- Reign: circa 218 AD, during Elagabalus's rule
- Died: circa 218 AD

= Triccianus =

Usurper against Roman Emperor (c.218)

Aelius Decius Triccianus was a reputed Roman usurper, who revolted against Emperor Elagabalus. He revolted against Elagabalus using troops still loyal to Macrinus, the previous emperor who Elagabalus had overthrown, and who Triccianus had served under. The revolt was put down, and he was executed. A damnatio memoriae was issued against him, making it impossible to establish the date of his rebellion or death.

==History==
Triccianus was first recorded as being doorkeeper to the legate of Pannonia, before rising to become the praefectus legionis (legionary commander) of Legio II Parthica under Caracalla. He became involved in a plot to usurp the throne from Caracalla, with Macrinus. When Macrinus successfully seized the throne, Triccianus was rewarded with the post of provincial governor of Pannonia Inferior. During his time as governor, he used his legio, II Parthica, to repair the military roads in the province. Numerous milestones bore his name, however all of these were later removed by order of Elagabalus, as part of the decree of Damnatio memoriae (literally "condemnation of memory") against him. It is recorded that he also became a senator by way of special adlection.

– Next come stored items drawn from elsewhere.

PR #80, opened 2020-12-03
Add the ability to specify additional benchmark images

abaptiste:
Extend the `source` and `api` protos so that users can specify an arbitrary number of benchmark images.

The intent is to give the users the ability to have more than two points for benchmarks.  In the current mode,  the specified commit hash and one commit prior is tested.  With this change, the user can manually specify other points for which we test.

cc:  @mum4k, @landesherr


salvo/requirements.txt
```diff
@@ -1,34 +1,2 @@
-appdirs==1.4.4
-attrs==17.4.0
-boto3==1.16.22
-botocore==1.19.22
-certifi==2018.1.18
-chardet==3.0.4
-decorator==4.4.2
-distlib==0.3.1
 docker==2.5.1
```
mum4k, line 1: Did we intend to delete all these entries from `requirements.txt`? The PR description doesn't seem to be mentioning it or the reason for it. If it is not directly relevant to this PR, can we move it to a separate one that needs this change?

mum4k (changes requested):
Looks good, just one question about the change to `requirements.txt` which may have been added to this PR by accident. Feels like it might not belong.

salvo/requirements.txt
abaptiste: I made this change when the initial PR commit failed in the CI pipeline.   I keep seeing conflicts about the version of `requests`, so I trimmed the requirements to the minimum items required and let `pip3` figure out the rest.

I can revert this commit, though the CI failure will continue (and I can reproduce locally).

abaptiste: Update.  Seems that the requirements was lagging behind other branches.  Not sure how that happened.  In any case I updated it so that it doesn't fail anymore.  The contents match the `add_method_definitions` branch/PR, so we may see an easily resolved conflict when things are merged.

mum4k: Thank you.

mum4k (approved):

After the overthrowal of Macrinus by Elagabalus, Elagabalus proceeded to depose Macrinus' loyal followers. A partial list of those targeted by Elagabalus is given by Cassius Dio: Triccianus, Castinus, Valerianus Poetus, and Seius Carus. Triccianus' revolt was of political necessity, as Elagabalus was certain to avenge the death of Caracalla, whom Elagabalus had claimed was his father, albeit illegitimately, in order to legitimize his claim upon the throne. Triccianus' obligation to Macrinus, to avenge his overthrow at the hands of Elagabalus, likewise necessitated his action. Several legios, including Triccianus' former command of II Parthica, thought highly of Macrinus, and thus were available to Triccianus to use to stage his revolt. He was defeated and executed by Elagabalus, and then had a damnatio memoriae declared against him. Because of this damnatio memoriae, even the date of his death is impossible to firmly establish, as well as the date of his revolt. Contemporary sources do not mention if he actually claimed the title of emperor (augustus), and simply mention that he was executed for his murder of Caracalla.